**TASK TO COMPLETE:**
All lines in the data below carrying the string "honors" are to be located and copied.

(Beginning of DATA)

PR #1046, opened 2026-04-14
Entra ID / OBO test follow-ups and dead code cleanup

### LINKED ISSUE #1043: test(auth): add SSE transport coverage for Authorization context injection and strengthen OBO happy-path assertion
## Context

Follow-up to #953 (Entra ID / OBO support). Two test-coverage gaps were identified during review but are non-blocking for the merge.

## 1. SSE transport integration test for `AuthorizationMiddleware` context injection

`pkg/http/authorization.go` injects the validated `Authorization` header into the request context:

```go
ctx := context.WithValue(r.Context(), internalk8s.OAuthAuthorizationHeader, authHeader)
next.ServeHTTP(w, r.WithContext(ctx))
```

This bridge is **only load-bearing for the SSE transport** — see the comment in `pkg/mcp/middleware.go` (`authHeaderPropagationMiddleware`): SSE does not propagate HTTP headers into `RequestExtra`, so the server relies on the context value. StreamableHTTP propagates headers via `req.GetExtra().Header` directly.

Current `AuthorizationSuite.StartClient` in `pkg/http/authorization_mcp_test.go` connects to `/mcp` (StreamableHTTP) only — so the SSE-specific context-injection path is untested.

### Proposed test

Add an integration test that exercises the SSE path end-to-end:

- Reuse the existing `AuthorizationSuite` plumbing (mock OIDC, mock k8s backend).
- Connect with `mcp.SSEClientTransport{}` (already imported at `pkg/http/http_mcp_test.go:28`) against `/sse` instead of `/mcp`.
- Send a validated Bearer token on the initial handshake.
- Invoke a tool that requires the propagated Authorization header to reach the Kubernetes manager.
- Assert the downstream backend received the expected token.

This gives confidence that regressions in the context-injection path will be caught.

## 2. Strengthen the OBO happy-path assertion in `TestAuthorizationOidcTokenExchange`

The log-string assertion `s.Contains(s.logBuffer.String(), \"token exchanged successfully\")` was removed as part of #953. Log-string assertions are brittle, so the removal is reasonable, but it leaves the happy path weaker than it should be.

### Proposed replacement

Assert on observable behavior instead of log output: verify the mock backend MockServer received the **exchanged token**, not the original user token. That tightens the test and aligns it with the security-relevant guarantee that the token exchange actually happened and the exchanged credential — not the original — reached the backend.

## Scope

Both items are small, local test additions. No production code changes required.

### LINKED ISSUE #1044: test(http): add black-box coverage for trust_proxy_headers gating in RequestMiddleware
## Context

Follow-up to #953. The PR changed `pkg/http/middleware.go` to gate trust of `X-Forwarded-*` and `X-Real-IP` headers behind a new `trust_proxy_headers` config flag (opt-in, default off). Pre-PR, these headers were always trusted — the new flag is the security boundary that prevents header spoofing when the server isn't behind a trusted reverse proxy.

Signatures changed:

- `getClientIP(r, trustProxy bool)` — honors `X-Forwarded-For` / `X-Real-IP` only when `trustProxy=true`.
- `getScheme(r, trustProxy bool)` — honors `X-Forwarded-Proto` only when `trustProxy=true`.
- `RequestMiddleware(trustProxy bool) func(http.Handler) http.Handler` — factory receiving the flag.

Currently **no test references `X-Forwarded-*`, `X-Real-IP`, or `trustProxy`**. The existing `HTTPTraceContextPropagationSuite` always passes `RequestMiddleware(false)` and only covers trace-context propagation. The security-relevant behavior of the new flag is untested.

## Testing approach — must be black-box

Per `CLAUDE.md` testing guidelines:

> Test the public API only — tests should be black-box and not access internal/private functions.

This rules out direct tests of the lowercase helpers `getClientIP` / `getScheme`. The only legitimate entry point is the exported `RequestMiddleware`.

The observable behavior for proxy-header handling is not visible to the `next` handler — the values (`client.address`, `url.scheme`) only land on the OTel span attributes. Assertions must therefore be made on emitted telemetry using an in-memory span recorder. Observing exported telemetry is still black-box in the CLAUDE.md sense — we're not reaching into internals.

### Implementation sketch

Add a new suite in `pkg/http/middleware_test.go`, e.g. `TrustProxyHeadersSuite`, that:

1. Installs an in-memory span exporter via the OTel SDK test helpers:
   ```go
   import (
       sdktrace \"go.opentelemetry.io/otel/sdk/trace\"
       \"go.opentelemetry.io/otel/sdk/trace/tracetest\"
   )

   recorder := tracetest.NewSpanRecorder()
   tp := sdktrace.NewTracerProvider(sdktrace.WithSpanProcessor(recorder))
   // Swap the global tracer provider for the duration of the test; restore on teardown.
   ```
   Note: `middleware.go` creates `httpTracer` at package-init time from `otel.Tracer(...)`. Setting the global `TracerProvider` before the middleware is invoked is sufficient because `otel.Tracer` returns a lazy tracer that resolves against the current global provider at span-creation time. Verify this on the first test run; if resolution is eager, the suite may need to exercise the middleware via a fresh subprocess or the tracer will need to be made injectable (out of scope for this issue — prefer the black-box path first).

2. Ensures `telemetry.Enabled()` returns true during the test (reuse the `SetupTest` pattern from `HTTPTraceContextPropagationSuite` — sets `OTEL_EXPORTER_OTLP_ENDPOINT` and calls `telemetry.InitTracer`). Without this, `RequestMiddleware` takes the fast path that skips span creation and the assertions have nothing to observe.

3. Drives requests through `RequestMiddleware(trustProxy)` with `httptest.NewRequest` + `httptest.NewRecorder`, then reads `recorder.Ended()` and asserts on span attributes.

### Scenarios to cover

**`client.address` span attribute:**

| trust_proxy | X-Forwarded-For | X-Real-IP | RemoteAddr | Expected client.address |
|---|---|---|---|---|
| true | `10.0.0.1` | — | `192.168.1.1:443` | `10.0.0.1` |
| true | `10.0.0.1, 10.0.0.2, 10.0.0.3` | — | `192.168.1.1:443` | `10.0.0.1` (first, trimmed) |
| true | ` 10.0.0.1 ` (whitespace) | — | `192.168.1.1:443` | `10.0.0.1` |
| true | — | `10.0.0.2` | `192.168.1.1:443` | `10.0.0.2` |
| true | `10.0.0.1` | `10.0.0.2` | `192.168.1.1:443` | `10.0.0.1` (XFF wins) |
| **false** | `10.0.0.1` | `10.0.0.2` | `192.168.1.1:443` | **`192.168.1.1`** (headers ignored — the key security case) |
| false | — | — | `192.168.1.1:443` | `192.168.1.1` |
| false | — | — | `bad-remote-addr` (no port) | `bad-remote-addr` (SplitHostPort failure fallback) |

**`url.scheme` span attribute:**

| trust_proxy | X-Forwarded-Proto | req.TLS | Expected url.scheme |
|---|---|---|---|
| true | `https` | nil | `https` |
| true | — | nil | `http` |
| true | — | non-nil | `https` |
| **false** | `https` | nil | **`http`** (header ignored — the key security case) |
| false | — | non-nil | `https` |

The **bold negative cases** are the security guarantees of the opt-in flag; they're the most important assertions.

## Acceptance

- New black-box test suite in `pkg/http/middleware_test.go` covering the scenarios above.
- No tests call `getClientIP` / `getScheme` directly.
- Assertions read span attributes from an in-memory recorder (not internal state).
- Existing `HTTPTraceContextPropagationSuite` and `MaxBodyMiddlewareSuite` remain untouched.

manusa:
## Summary

Follow-ups to #953 (Microsoft Entra ID / OBO token exchange):

- **OBO happy-path assertion** — `TestAuthorizationOidcTokenExchange` now asserts the exchanged backend token (`validOidcBackendToken`) reaches the Kubernetes API, rather than relying on log strings. The backend MockServer captures the incoming `Authorization` header and the test compares it directly.
- **SSE transport coverage (#1043)** — Added `TestAuthorizationOidcTokenExchangeSSE` so the context-injection path used by SSE clients (`internalk8s.OAuthAuthorizationHeader` context key) is exercised end-to-end alongside the existing StreamableHTTP test. The two tests share a `runOidcTokenExchange` helper.
- **`trust_proxy_headers` gating (#1044)** — New `TrustProxyHeadersSuite` in `pkg/http/middleware_test.go` asserts on OTel span attributes (`client.address`, `url.scheme`) read from an in-memory `tracetest.SpanRecorder`. Covers XFF / X-Real-IP precedence, whitespace trimming, comma-separated lists, RemoteAddr fallback, and X-Forwarded-Proto / TLS scheme handling, with and without the flag enabled.
- **Dead code cleanup** — Dropped the unused `AuthProvider` interface and `IsRequireOAuth()` method that became orphaned once `Derived()` moved to `ResolveClusterAuthMode()` (PR #953 review comment).

Closes #1043
Closes #1044

### DIFF
--- a/pkg/api/config.go
+++ b/pkg/api/config.go
@@ -19,11 +19,6 @@ const (
 	ClusterAuthKubeconfig = "kubeconfig"
 )
 
-type AuthProvider interface {
-	// IsRequireOAuth indicates whether OAuth authentication is required.
-	IsRequireOAuth() bool
-}
-
 // ClusterAuthProvider provides configuration for how the MCP server authenticates to clusters.
 type ClusterAuthProvider interface {
 	// GetClusterAuthMode returns the raw cluster authentication mode from config.
@@ -90,7 +85,6 @@ type RequireTLSProvider interface {
 }
 
 type BaseConfig interface {
-	AuthProvider
 	ClusterAuthProvider
 	ClusterProvider
 	ConfirmationRulesProvider
--- a/pkg/config/config.go
+++ b/pkg/config/config.go
@@ -391,10 +391,6 @@ func (c *StaticConfig) GetToolsetConfig(name string) (api.ExtendedConfig, bool) 
 	return cfg, ok
 }
 
-func (c *StaticConfig) IsRequireOAuth() bool {
-	return c.RequireOAuth
-}
-
 func (c *StaticConfig) GetStsClientId() string {
 	return c.StsClientId
 }
--- a/pkg/http/authorization_mcp_test.go
+++ b/pkg/http/authorization_mcp_test.go
@@ -6,6 +6,7 @@ import (
 	"net/http"
 	"strconv"
 	"strings"
+	"sync/atomic"
 	"testing"
 	"time"
 
@@ -18,6 +19,22 @@ import (
 
 	"github.com/containers/kubernetes-mcp-server/internal/test"
 )
+
+// bearerRoundTripper adds a static Authorization: Bearer header to every
+// outbound request. Used by the SSE transport test below, since
+// mcp.SSEClientTransport does not expose a headers option.
+type bearerRoundTripper struct {
+	token string
+	base  http.RoundTripper
+}
+
+func (b *bearerRoundTripper) RoundTrip(r *http.Request) (*http.Response, error) {
+	// http.RoundTripper must not modify the request it is given; clone before
+	// adding the Authorization header.
+	clone := r.Clone(r.Context())
+	clone.Header.Set("Authorization", "Bearer "+b.token)
+	return b.base.RoundTrip(clone)
+}
 
 type AuthorizationSuite struct {
 	BaseHttpSuite
@@ -382,9 +399,14 @@ func (s *AuthorizationSuite) TestAuthorizationOidcToken() {
 	s.Require().NoError(s.WaitForShutdown())
 }
 
+// TestAuthorizationOidcTokenExchange verifies RFC 8693 / On-Behalf-Of token
+// exchange on both MCP transports. StreamableHTTP propagates the bearer via
+// request headers directly; SSE relies on AuthorizationMiddleware writing the
+// validated token into the request context (OAuthAuthorizationHeader) and
+// authHeaderPropagationMiddleware bridging it into the MCP RequestExtra, so
+// both transports must be exercised end-to-end.
+// SSE coverage: https://github.com/containers/kubernetes-mcp-server/issues/1043
 func (s *AuthorizationSuite) TestAuthorizationOidcTokenExchange() {
-	s.MockServer.ResetHandlers()
-
 	oidcTestServer := NewOidcTestServer(s.T())
 	s.T().Cleanup(oidcTestServer.Close)
 	rawClaims := `{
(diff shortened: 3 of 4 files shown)


nader-ziada (approved):
LGTM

(End of DATA)

**RESULT:**
- `getClientIP(r, trustProxy bool)` — honors `X-Forwarded-For` / `X-Real-IP` only when `trustProxy=true`.
- `getScheme(r, trustProxy bool)` — honors `X-Forwarded-Proto` only when `trustProxy=true`.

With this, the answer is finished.